## Try it
From the first line of the records below through the line containing "def install", copy everything exactly and nothing more.

______

PR #886, opened 2016-03-04
Update python.rb

erigler-usgs:
I added `-L#{HOMEBREW_PREFIX}/lib` to the LDFLAGS added to the argument list for configure. This is so that Python's setup.py can find "necessary bits" to build extensions. According to a note in Python setup.py's self.detect_modules(), LDFLAGS (along with CPPFLAGS) is somehow pulled from the Makefile, which means that these values must be passed as arguments to configure, not just set in the environment. This seems to explain why including these in std.rb did not work as expected.


sjackman:
Merged. Thanks for your contribution!

PR #887, opened 2016-03-04
gcc: remove 'lib.mkdir' for gcc-4.4

maxim-belkin:
Fix for `gcc` when built with glibc
```sh
Errno::EEXIST: File exists - [Linuxbrew]/Cellar/gcc/5.3.0/lib
```


sjackman:
Merged `mkdir_p lib`. Thanks!

PR #888, opened 2016-03-04
libmetalink: add libxml2 build dependency on Linux

maxim-belkin:
`libmetalink` requires either `expat` or `libxml2` to successfully build on Linux. Here I add `libxml2` as a build dependency on Linux.

### DIFF
--- a/Library/Formula/libmetalink.rb
+++ b/Library/Formula/libmetalink.rb
@@ -12,6 +12,7 @@ class Libmetalink < Formula
   end
 
   depends_on "pkg-config" => :build
+  depends_on "libxml2" => :build unless OS.mac?
 
   def install
     system "./configure", "--disable-dependency-tracking",


sjackman:
For future contributions the preferred commit message is `libmetalink: Fix for Linuxbrew`

sjackman:
Please a log of the failed build without your patch using `brew gist-logs libmetalink`.
See https://github.com/Linuxbrew/linuxbrew/blob/master/.github/PULL_REQUEST_TEMPLATE.md

sjackman:
```
checking for EXPAT... no
configure: WARNING: No package 'expat' found
checking for XML_ParserCreate in -lexpat... no
checking for xml2-config... /usr/bin/xml2-config
checking for libxml - version >= 2.6.24... no
*** Could not run libxml test program, checking why...
*** The test program failed to compile or link. See the file config.log for the
*** exact error that occured. This usually means LIBXML was incorrectly installed
*** or that you have moved LIBXML since it was installed. In the latter case, you
*** may want to edit the xml2-config script: /usr/bin/xml2-config
configure: error: in `/var/tmp/sjackman/libmetalink20160304-1573-qizhe1/libmetalink-0.1.3':
configure: error: Neither expat nor libxml2 found. Please install one of them and run configure again.
```

sjackman:
`libmetalink: Depends on libxml2 for Linuxbrew`

Library/Formula/libmetalink.rb
```diff
@@ -12,6 +12,7 @@ class Libmetalink < Formula
   end
 
   depends_on "pkg-config" => :build
+  depends_on "libxml2" => :build unless OS.mac?
```
sjackman: Is it definitely a `:build` dependency and not also a run-time dependency?

sjackman:
Do you have a particular reason to choose `libxml2` over `expat`?

Library/Formula/libmetalink.rb
sjackman: It is a run-time dependency also.
```
$ ldd /home/sjackman/.linuxbrew/Cellar/libmetalink/0.1.3/lib/libmetalink.so
	linux-vdso.so.1 (0x00007fffc8b5c000)
	libxml2.so.2 => /home/sjackman/.linuxbrew/lib/libxml2.so.2 (0x00002ba89cc04000)
	libz.so.1 => /home/sjackman/.linuxbrew/lib/libz.so.1 (0x00002ba89cf2a000)
	libm.so.6 => /home/sjackman/.linuxbrew/lib/libm.so.6 (0x00002ba89d13d000)
	libdl.so.2 => /home/sjackman/.linuxbrew/lib/libdl.so.2 (0x00002ba89d430000)
	libc.so.6 => /home/sjackman/.linuxbrew/lib/libc.so.6 (0x00002ba89d634000)
	/home/sjackman/.linuxbrew/Cellar/glibc/2.19/lib64/ld-linux-x86-64.so.2 (0x00002ba89c7d5000)
```

sjackman:
Lucky issue #888!

sjackman:
Merged. Thanks again for your contribution, Maxim! Have a good weekend.

maxim-belkin:
Glad I can help. Chose of `libxml2` over `expat` is random. There should be an option to build either with `expat` or with `libxml2`, or with both :)

PR #890, opened 2016-03-04
capstone: Fix Linux install

dholm:


dholm:
I was told to resubmit here?
https://github.com/Homebrew/homebrew/pull/49779

sjackman:
For future contributions the preferred commit message is `capstone: Fix for Linuxbrew`

sjackman:
Merged as
```ruby
    system "./make.sh"
    if OS.mac?
      system "./make.sh", "install"
    else
      system "make", "install", "PREFIX=#{prefix}"
    end
```

sjackman:
Thanks again for your contribution, David!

______

## Solution to this task
PR #886, opened 2016-03-04
Update python.rb

erigler-usgs:
I added `-L#{HOMEBREW_PREFIX}/lib` to the LDFLAGS added to the argument list for configure. This is so that Python's setup.py can find "necessary bits" to build extensions. According to a note in Python setup.py's self.detect_modules(), LDFLAGS (along with CPPFLAGS) is somehow pulled from the Makefile, which means that these values must be passed as arguments to configure, not just set in the environment. This seems to explain why including these in std.rb did not work as expected.


sjackman:
Merged. Thanks for your contribution!

PR #887, opened 2016-03-04
gcc: remove 'lib.mkdir' for gcc-4.4

maxim-belkin:
Fix for `gcc` when built with glibc
```sh
Errno::EEXIST: File exists - [Linuxbrew]/Cellar/gcc/5.3.0/lib
```


sjackman:
Merged `mkdir_p lib`. Thanks!

PR #888, opened 2016-03-04
libmetalink: add libxml2 build dependency on Linux

maxim-belkin:
`libmetalink` requires either `expat` or `libxml2` to successfully build on Linux. Here I add `libxml2` as a build dependency on Linux.

### DIFF
--- a/Library/Formula/libmetalink.rb
+++ b/Library/Formula/libmetalink.rb
@@ -12,6 +12,7 @@ class Libmetalink < Formula
   end
 
   depends_on "pkg-config" => :build
+  depends_on "libxml2" => :build unless OS.mac?
 
   def install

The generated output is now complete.